__Exercise objective__
Copy out, from the entries below, each line holding the string "export".

=== Begin Enclosure ===

PR #179, opened 2023-11-13
 WIP - Add zuul based kuttl test

fmount:
**Experimenting w/ Zuul**


zuul.d/jobs.yaml
```diff
@@ -0,0 +1,17 @@
+---
+- project:
+    check:
+      jobs:
+        - manila-operator-kuttl
+- job:
+    name: manila-operator-kuttl
+    parent: cifmw-kuttl
```
viroel, line 8: we should go with `cifmw-multinode-kuttl` layout, which is more stable now, the previous one may not be working anymore.

zuul.d/jobs.yaml
```diff
@@ -0,0 +1,17 @@
...
+    attempts: 1
+    vars:
+      cifmw_kuttl_tests_operator_list:
+        - manila
+    required-projects:
```
viroel, line 13: those projects are already defined in parent job, so you may not need to define them here again :)

zuul.d/jobs.yaml
```diff
@@ -0,0 +1,17 @@
+---
+- project:
```
viroel, line 2: create a new "projects.yaml" file with:
```
---
- project:
    name: openstack-k8s-operators/manila-operator
    github-check:
      jobs:
        - manila-operator-kuttl
```

fmount: +1 doing in my next iteration

zuul.d/jobs.yaml
fmount: nice, testing that layout here: https://review.rdoproject.org/r/c/testproject/+/50787
The standalone one works and I'm wondering if it's enough to run kuttl tests, but +1 on moving to that layout as long as it's stable.

zuul.d/jobs.yaml
fmount: +1, removing in my next PS!

fmount (commented):
Thank you @viroel for looking at this patch and suggesting the next steps.
I'm going to update it according to your review and follow up.
FYI testing also via: https://review.rdoproject.org/r/c/testproject/+/50787/

gouthampacha:
/lgtm 

Thanks @fmount; when this merges do we drop the prow kuttl job?

fmount:
I suspect we merged this one too early here as I'm still not sure this job has everything we need to gate patches when we change the API (see https://github.com/openstack-k8s-operators/manila-operator/pull/170)

PR #180, opened 2023-11-14
Remove DefaultConfigOverwrite from CRD

fmount:
As done in Cinder via [1], this patch removes the `DefaultConfigOverwrite` parameter from the `CRD`.
The feature was never fully implemented, and it's superseded by the `ExtraMounts` feature.

[1] https://github.com/openstack-k8s-operators/cinder-operator/pull/297

### DIFF
--- a/api/bases/manila.openstack.org_manilaapis.yaml
+++ b/api/bases/manila.openstack.org_manilaapis.yaml
@@ -60,10 +60,6 @@ spec:
                     default: false
                     type: boolean
                 type: object
-              defaultConfigOverwrite:
-                additionalProperties:
-                  type: string
-                type: object
               extraMounts:
                 items:
                   properties:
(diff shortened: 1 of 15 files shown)


abays (commented):
+1 from me if we've decided to do this across-the-board for all operators

gouthampacha:
> +1 from me if we've decided to do this across-the-board for all operators

+1 from me as well; the discussion elsewhere seemed to indicate a split between wanting this over `extraMounts` in some other operators - because they have a specific use case that we don't have in cinder/manila/glance operators. We support `extraMounts` for a range of purposes already, having this is a small overlap/duplication,  we could document this disparity and merge?

gouthampacha:
/lgtm

This was removed in the cinder-operator via: https://github.com/openstack-k8s-operators/cinder-operator/pull/297

PR #186, opened 2023-11-29
Move -log sidecar container to dumb-init

fmount:
As noticed in other operators, the -log sidecar ignores SIGTERM on delete. This patch moves the manila-operator to the dumb-init usage to make sure the SIGTERM is handled properly by the sidecar.

Fixes: [OSPRH-770](https://issues.redhat.com//browse/OSPRH-770)


gouthampacha (approved):
/lgtm 

thanks @fmount

PR #193, opened 2023-12-13
Move manila-api to StatefulSet

fmount:
As done for many operators, this patch moves `manila-api` to `statefulset` instead of deployment.


ASBishop (approved):
/lgtm

PR #206, opened 2024-01-09
Simplify the way cronjob command base is handled

fmount:
This patch aligns the cronjob code with what it has been done with cinder-operator. In particular the dbPurgeCommand results simplified, with no need of additional string manipulation/conversion.


olliewalsh (approved):
/lgtm

PR #218, opened 2024-01-26
[go.mod]Bump from v0.3.0 to pseudoversion

gibizer:
Our intention is to track service operator and lib-common dependencies
via pseudoversions. However renovate does not automatically bump from a
tagged version (e.g. v0.3.0) to a newer but not tagged pseudoversion. So
this patch does the manual bump. After this renovate will bump the newer
pseduoversions.

Adapted to the new version by:

* adding RBAC rules for MariaDBAccount manipulation
* adding Own(MariaDBAccount) to detect status changes
* adapting test to simulate MariaDBAccount success
* adapting the tests to the interim changes of mariadb TLS


gibizer:
We need a full bump like in nova-operator :/
```
ERROR 1115 (42000) at line 1: Unknown character set: ''
```

gibizer:
> > We need a full bump like in nova-operator :/
> > ```
> > ERROR 1115 (42000) at line 1: Unknown character set: ''
> > ```
> 
> Ah, so I assume you have already seen this error and you're going to follow up with a new PS to make a full bump

Yepp I see this before in nova-operator. We cannot bump to this version of the mariadb-operator in manila either, we need to bump to the latest (including multiple fixes), but that require a list of adaptation in the manila operator as well.  I will try to do the same as I did in https://github.com/openstack-k8s-operators/nova-operator/pull/660

gibizer:
> > > We need a full bump like in nova-operator :/
> > > ```
> > > ERROR 1115 (42000) at line 1: Unknown character set: ''
> > > ```
> > 
> > 
> > Ah, so I assume you have already seen this error and you're going to follow up with a new PS to make a full bump
> 
> Yepp I see this before in nova-operator. We cannot bump to this version of the mariadb-operator in manila either, we need to bump to the latest (including multiple fixes), but that require a list of adaptation in the manila operator as well. I will try to do the same as I did in [openstack-k8s-operators/nova-operator#660](https://github.com/openstack-k8s-operators/nova-operator/pull/660)

pushed the adaptation fixes now. Hopefully CI will agree that this is only what we need to bump to the latest mariadb

fmount (approved):
/lgtm

PR #221, opened 2024-02-02
Do not expose debug section anymore

fmount:
This patch updates the existing API and removes the debug section that was supposed to run the Pod in sleep mode for troubleshooting purposes. This is still possible by using the regular k8s approach, and it's described by [1].

[1] openstack-k8s-operators/docs#90

Implements: [OSPRH-4290](https://issues.redhat.com//browse/OSPRH-4290)


gibizer (approved):
loooks good thanks

PR #224, opened 2024-02-05
Build a FIPS compatible operator image

fmount:
This change is aligned with the work already done for other operators, and the goal is to build a `FIPS` compatible `manila-operator` image. For this reason, the `BASE_IMAGE` has been moved to `ubi-minimal` and the `toolchain` uses `go-toolset`. Both `CGO` and `GO111MODULE` are enabled and passed as extra args to go build.

Implements: [OSPRH-4332](https://issues.redhat.com/browse/OSPRH-4332)

### DIFF
--- a/.prow_ci.env
+++ b/.prow_ci.env
@@ -1,1 +1,2 @@
 export USE_IMAGE_DIGESTS=true
+export FAIL_FIPS_CHECK=true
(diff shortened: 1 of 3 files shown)


abays (approved):
/lgtm

PR #226, opened 2024-02-07
Add the missing fips-compliant annotation to the manifest

fmount:
As per [1] we should have the fips-compliant annotation in the manila-operator clusterserviceversion manifest. This patch adds the missing annotation.

[1] https://docs.openshift.com/container-platform/4.14/operators/operator_sdk/osdk-generating-csvs.html


abays (approved):
/lgtm

Issue #98, opened 2016-02-29
Add new exercise simple linked list


matthewmorgan:
I have been working on this one and will put the PR as soon as it's fully tested.

PR #99, opened 2016-03-01
Add new exercise simple linked list

matthewmorgan:
As described in #98


sit:
Why both this one and #85?

exercises/simple-linked-list/src/example/java/SimpleLinkedList.java
```diff
@@ -0,0 +1,79 @@
+import java.util.NoSuchElementException;
+import java.util.Objects;
+
+/**
+ *
+ * @author matt
```
sit: You can teach your IDE not to generate these comments. They probably aren't relevant for this repo.

exercises/simple-linked-list/src/example/java/SimpleLinkedList.java
```diff
@@ -0,0 +1,79 @@
...
+
+        Element(int value) {
+            this.value = value;
+        }
+    }
+
+    private Element head;
+    private int size = 0;
+
+    public SimpleLinkedList() {
```
sit: Java will provide a [default constructor](https://docs.oracle.com/javase/specs/jls/se7/html/jls-8.html#jls-8.8.9), so this isn't necessary.

exercises/simple-linked-list/src/example/java/SimpleLinkedList.java
```diff
@@ -0,0 +1,79 @@
...
+        int value;
+        Element next;
+
+        Element(int value) {
+            this.value = value;
+        }
+    }
+
+    private Element head;
+    private int size = 0;
```
sit: As `0` is already the [default value for an int](https://docs.oracle.com/javase/specs/jls/se7/html/jls-4.html#jls-4.12.5), this initializer is unnecessary.

exercises/simple-linked-list/src/test/java/SimpleLinkedListTest.java
```diff
@@ -0,0 +1,70 @@
+import java.util.NoSuchElementException;
+import static org.assertj.core.api.Assertions.assertThat;
+import org.junit.Test;
+
+public class SimpleLinkedListTest {
+
+    @Test
+    public void canCreateANewList() {
```
sit: Perhaps a stronger initial test is that `aNewListIsEmpty()` and then `assertThat(list.size()).isEqualTo(0)`.

exercises/simple-linked-list/src/example/java/SimpleLinkedList.java
```diff
@@ -0,0 +1,79 @@
...
+        }
+        head = previous;
+    }
+
+    final public int[] asArray() {
+        int[] result = new int[size];
+        int index = 0;
+        Element current = head;
+        while (this.size() > 0) {
+            result[index++] = this.pop();
```
sit: Should `asArray` mutate the list in this way?

exercises/simple-linked-list/src/example/java/SimpleLinkedList.java
```diff
@@ -0,0 +1,79 @@
...
+    public SimpleLinkedList() {
+    }
+
+    public SimpleLinkedList(int[] values) {
+        for (int ii = values.length - 1; ii >= 0; ii--) {
+            push(values[ii]);
+        }
+    }
+
+    final public void push(int value) {
```
sit: Why `final`?

exercises/simple-linked-list/src/example/java/SimpleLinkedList.java
```diff
@@ -0,0 +1,79 @@
...
+    }
+
+    private Element head;
+    private int size = 0;
+
+    public SimpleLinkedList() {
+    }
+
+    public SimpleLinkedList(int[] values) {
+        for (int ii = values.length - 1; ii >= 0; ii--) {
```
sit: It's interesting that this is backwards (in that this linked list is implemented as a stack).

exercises/simple-linked-list/src/example/java/SimpleLinkedList.java
matthewmorgan: no good reason!

exercises/simple-linked-list/src/example/java/SimpleLinkedList.java
matthewmorgan: no.

exercises/simple-linked-list/src/test/java/SimpleLinkedListTest.java
matthewmorgan: good idea.

exercises/simple-linked-list/src/example/java/SimpleLinkedList.java
matthewmorgan: good point.

exercises/simple-linked-list/src/example/java/SimpleLinkedList.java
matthewmorgan: true!  thanks.

exercises/simple-linked-list/src/example/java/SimpleLinkedList.java
matthewmorgan: Yes, for some reason my IDE was complaining about an uninitialized value when the property was dereferenced later.  I changed it and never looked back at it later.  I will have another look.

exercises/simple-linked-list/src/example/java/SimpleLinkedList.java
matthewmorgan: Yes, the Java `LinkedList` class provides `push` and `pop` methods that both operate on the head (LIFO), so that's what I was emulating, but if it should be different please let me know.

matthewmorgan:
@sit "linked-list" is supposed to be doubly linked.  This exercise is singly linked.  Both are specified in x-common.

exercises/simple-linked-list/src/example/java/SimpleLinkedList.java
matthewmorgan: I went back and checked this out, and turns out the issue with an uninitialized int was later, in the `isArray` method.  I saw it there and changed it everywhere.  Still don't know why it would be a problem when the int is used in an index.

exercises/simple-linked-list/src/example/java/SimpleLinkedList.java
matthewmorgan: The other reason I did it this way is that this is how the Ruby track implements it.  There is no test metadata for this exercise, so I used the Ruby `example.rb` as a template.

matthewmorgan:
Refactored to allow generics.  Feedback appreciated!

exercises/simple-linked-list/src/example/java/SimpleLinkedList.java
```diff
@@ -0,0 +1,86 @@
...
+        int index = 0;
+        Element<T> current = head;
+        while (Objects.nonNull(current)) {
+            result[index++] = current.value;
+            current = current.next;
+        }
+        return (T[]) result;
+    }
+
+    private <T> T[] getArray(Class<T> clazz, int size) {
```
sit: `newArray`?

exercises/simple-linked-list/src/example/java/SimpleLinkedList.java
```diff
@@ -0,0 +1,86 @@
...
+
+        Element(T value) {
+            this.value = value;
+        }
+    }
+
+    private Element<T> head;
+    private int size;
+
+    public SimpleLinkedList() {
```
sit: Can be omitted.

exercises/simple-linked-list/src/example/java/SimpleLinkedList.java
```diff
@@ -0,0 +1,86 @@
+
+import java.lang.reflect.Array;
+import java.util.Arrays;
+import java.util.NoSuchElementException;
+import java.util.Objects;
+
+public class SimpleLinkedList<T> {
+
+    public class Element<T> {
```
sit: Can be `private static` as this is a purely internal class.

exercises/simple-linked-list/src/example/java/SimpleLinkedList.java
```diff
@@ -0,0 +1,86 @@
...
+
+        T value;
```
sit: Could be `final`.

exercises/simple-linked-list/src/example/java/SimpleLinkedList.java
```diff
@@ -0,0 +1,86 @@
...
+
+    public T[] asArray(Class<T> clazz) {
+        T[] result = getArray(clazz, this.size);
+        int index = 0;
+        Element<T> current = head;
+        while (Objects.nonNull(current)) {
+            result[index++] = current.value;
+            current = current.next;
+        }
+        return (T[]) result;
```
sit: Cast should be unnecessary.

exercises/simple-linked-list/src/example/java/SimpleLinkedList.java
```diff
@@ -0,0 +1,86 @@
...
+    public SimpleLinkedList() {
+    }
+
+    public SimpleLinkedList(T[] values) {
+        for (int ii = values.length - 1; ii >= 0; ii--) {
+            push(values[ii]);
+        }
+    }
+
+    public void push(T value) {
```
sit: This allows null values, though that may be fine.

exercises/simple-linked-list/src/example/java/SimpleLinkedList.java
```diff
@@ -0,0 +1,86 @@
...
+            throw new NoSuchElementException();
+        }
+        T value = head.value;
+        head = head.next;
+        this.size--;
+        return value;
+    }
+
+    public void reverse() {
+        Element current = head;
```
sit: Should perhaps be `Element<T>`?

matthewmorgan: Yes.

exercises/simple-linked-list/src/example/java/SimpleLinkedList.java
matthewmorgan: Unless you know another way, this is required by the test framework.

exercises/simple-linked-list/src/example/java/SimpleLinkedList.java
matthewmorgan: Are you suggesting changing the method name?

exercises/simple-linked-list/src/example/java/SimpleLinkedList.java
matthewmorgan: Great!

exercises/simple-linked-list/src/example/java/SimpleLinkedList.java
matthewmorgan: thanks!

exercises/simple-linked-list/src/example/java/SimpleLinkedList.java
matthewmorgan: Yes, it seemed to be earlier, but it must have been something I hadn't set up correctly with the types.

exercises/simple-linked-list/src/example/java/SimpleLinkedList.java
jtigger: The warning about calling non-final methods in constructors is conservative.  It's an attempt to enforce the [Open-Closed Principle](https://en.wikipedia.org/wiki/Open/closed_principle).

Specifically, if a method that is being invoked in a constructor is non-final, it technically can be overridden in a subclass.  If someone created a subclass and overrode that method, then the base class' constructor would invoke that overriding implementation (example at: https://gist.github.com/jtigger/61ce1c48543a78846141).

exercises/simple-linked-list/src/example/java/SimpleLinkedList.java
sit: Does `new SimpleLInkedList()` not work if you don't have this?

exercises/simple-linked-list/src/example/java/SimpleLinkedList.java
sit: Yeah, to indicate that it's constructing something (as opposed to getting something).

exercises/simple-linked-list/src/example/java/SimpleLinkedList.java
matthewmorgan: No, the test class fails to compile.

matthewmorgan:
@sit @jtigger is this OK to merge?  Any remaining concerns?  Thanks

sit:
LGTM.

kytrinyx:
Thanks!

jtigger:
btw, @sit, we were singing your praises, this morning.  Great spot
feedback/questions!  Thank you, sir!  Hoping to help carry forward that
which you started.

PR #114, opened 2016-05-11
Fix typo in test name

dguardado:
As I don't think the month of Map exists, I'm guessing this is meant to be May ;)


kytrinyx:
That's a pretty good guess :heart:

PR #120, opened 2016-07-08
CI runs journey test

bronhuston:
implements exercism/xjava#83.


matthewmorgan:
This looks great!

After reviewing this with @jtigger, we are thinking one possible improvement (for the future, if not now) would be to combine `run-journey-test-in-ci.sh` and `run-journey-test-locally.sh` in to one script.

Our thought is that all the environment cleanup in the local script will be harmless in the CI container, so we can leave that.  Then, we just need to account for different ruby managers and act accordingly.

But, having said that, this is an awesome improvement to the contributor experience.  The refactor can be for a future PR, and either @bronhuston, @NeoValkyrion,  and Cen Ge can take it on or @jtigger and I would be happy to do it.

PR #121, opened 2016-07-10
Merge journey test scripts into one.

jtigger:


jtigger:
This contributes to exercism/xjava#83

Issue #116, opened 2016-05-25
Implement Java 8's DateTime Class in Meetup Exercise


matthewmorgan:
Java 8 provides a much nicer way to manipulate dates and times than past version of Java did.

This means we no longer need to use the JodaTime library, as many of its good ideas now inform the syntax of the Java 8 DateTime and LocalDateTime classes.

Let's switch the Meetup test and example problem to the standard libraries and remove the Joda dependency.

PR #124, opened 2016-08-04
Meetup: dependencies to org.joda.time removed in favor of java.time API.

samilaine:
A one proposition to handle [#116](https://github.com/exercism/xjava/issues/116).

### DIFF
--- a/exercises/meetup/src/test/java/MeetupTest.java
+++ b/exercises/meetup/src/test/java/MeetupTest.java
@@ -1,647 +1,643 @@
-import org.joda.time.DateTime;
-import org.joda.time.DateTimeConstants;
+import java.time.LocalDateTime;
+import static java.time.DayOfWeek.*;
 import org.junit.Test;
 
 import static org.assertj.core.api.Assertions.assertThat;
-import static org.joda.time.DateTimeConstants.*;
 
-/*
- * We use Joda Time here to encourage the use of a saner date manipulation library.
- */
 public class MeetupTest {
     @Test
     public void test_monteenth_of_may_2013() {
-        DateTime expected = new DateTime(2013, 5, 13, 0, 0);
+        LocalDateTime expected = LocalDateTime.of(2013, 5, 13, 0, 0);
         Meetup meetup = new Meetup(5, 2013);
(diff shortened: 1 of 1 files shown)


samilaine:
I'd rather not paste a working example right here to make it easier to pass configuous-integration tests. How should I try to deliver it?

matthewmorgan:
HI @samilaine thanks for doing this.  I think the issue with the CI is that the example at `meetup/src/example/java` does not use the Java 8 LocalDateTime classes.  It's still using JodaTime, so the tests won't pass.

Do you want to refactor the example as well?  I would be happy to help with that if you like.  LMK.

samilaine:
The tests in `MeetupTest.java` have been refactored as well. However, because the original tests used `org.yoda.time` enums, they will fail even though the tests have been refactored.

You see, the original version of the exercise had `public DateTime day(int day, MeetupSchedule schedule)`. However, when using `java.util.time` the method signature is different: `public LocalDateTime day(int d, MeetupSchedule m)`. I believe this is why continuous integration tests fail: It's not that the tests themselves area faulty, but the return type is different and hence the tests for continuous integration would have to be fiddled with.

This means that all the previous solutions for this exercise will fail in the future, should the pull request go through. I'm not sure if that's a good idea. Maybe a better idea would be to create a new exercise which uses `java.util.time` interfaces/classes, and leave the old meetup exercise as it is?

jtigger:
I really appreciate your thinking about how changing the exercise will have an impact on folks who have done the exercise in the past, @samilaine.

I sense that there have been (many?) conversations about this in the Exercism community.  Anyone aware of if/when/how those went?

My initial thought is that if the change is a clear improvement, we should evolve the exercises to improve the overall quality of the experience.

Opinions?

jtigger:
https://github.com/exercism/x-common/blob/master/CONTRIBUTING.md#exercise-versioning

matthewmorgan:
@jtigger @samilaine for my part I feel that moving forward is they way to go.  Especially given the explicit support for and requirement of Java 8 in this track.

My vote: update all the things!

matthewmorgan:
I'm going to close this PR due to lack of activity for the last several weeks.

PR #127, opened 2016-08-23
Fixed typo "but the tests are expects"

rcraggs:
Fixed a typo in the getting started guide

but the tests are expects -> but the tests expect


kytrinyx:
Great catch, thank you!

Issue #138, opened 2016-09-18
Add @Ignore to "hello-world" unit tests other than first one


jtigger:
First increment of #101

jtigger:
Resolved by #139

PR #139, opened 2016-09-24
Ignore all but first test in hello-world

jtigger:
Started with @sit's suggestion, but then tacked to use `@Ignore` and defined a copy with filter in the root `build.gradle` that removes these annotations in a maintainers' build.


jtigger:
This addresses #138 and #140.

scripts/increase-test-logging.sh
```diff
@@ -0,0 +1,21 @@
+#!/usr/bin/env bash
```
sit: What are these scripts for? Just for developer use?

jtigger: Yes.  They are not at all generalized, but will be.  In the meantime, a starting point to build other scripts?

jtigger:
Thanks for the review @sit!  Yeah, I thought that the added complexity in the maintainer build (which you only have to understand if you need to modify it, at this point) was worth the trade-off of removing the complexity for the exercism programmer.

There are additional benefits.  By turning up test logging, the ignored tests are mentioned, signalling to the programmer there's more to do.

matthewmorgan:
👍 Thanks @jtigger !

PR #146, opened 2016-10-01
Add missing tests to Pangram

jtigger:
- ensure titles of tests match those in
  https://github.com/exercism/x-common/blob/master/exercises/pangram/canonical-data.json


jtigger:
Addresses #117.

PR #155, opened 2016-10-26
Adding leap for java

hajush:
The jump from hello-world to Etl was very jarring to new Java programmers. Hope adding the "leap" that's used in other languages like JavaScript will help make the path easier.

### DIFF
--- a/exercises/leap/build.gradle
+++ b/exercises/leap/build.gradle
@@ -1,0 +1,18 @@
+apply plugin: "java"
+apply plugin: "eclipse"
+apply plugin: "idea"
+
+repositories {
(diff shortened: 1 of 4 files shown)


jtigger:
@hajush, we really appreciate your efforts.  However, "leap" cannot be implemented on the Java track.  Please see #3 for details (and a list of exercises that *can* be implemented!).

This is a failure on our part: it is not clear what additional exercises could be implemented; that should be front-and-center.  Apologies for not making that clearer.  We're a bit under construction and the instructions on how to contribute and exercise has been shuffled. :-/

It's my bedtime; I'll tackle this in the morning.

PR #156, opened 2016-10-28
PPA for gradle

mienaikage:
I spent way too long trying to figure out why gradle wasn't working properly. Ended up with gradle 1.4 which doesn't seem to play nice with java 8.


sit:
Let's not do this. Instead we should upgrade everything to Gradle 3.x. @exercism/java

jtigger:
@sit, given all we've learned, are you okay with this tack?

sit:
Go for it.

Issue #168, opened 2016-11-05
etl: usage of 3rd party libraries in exercism.io


alebaffa:
Hi,
in the [tests of the Etl exercise](https://github.com/exercism/xjava/blob/master/exercises/etl/src/test/java/EtlTest.java) a 3rd party library (Guava) is used to create the [ImmutableMap](https://google.github.io/guava/releases/snapshot/api/docs/com/google/common/collect/ImmutableMap.html) objects.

=== End Enclosure ===

__Written solution__
 export USE_IMAGE_DIGESTS=true
+export FAIL_FIPS_CHECK=true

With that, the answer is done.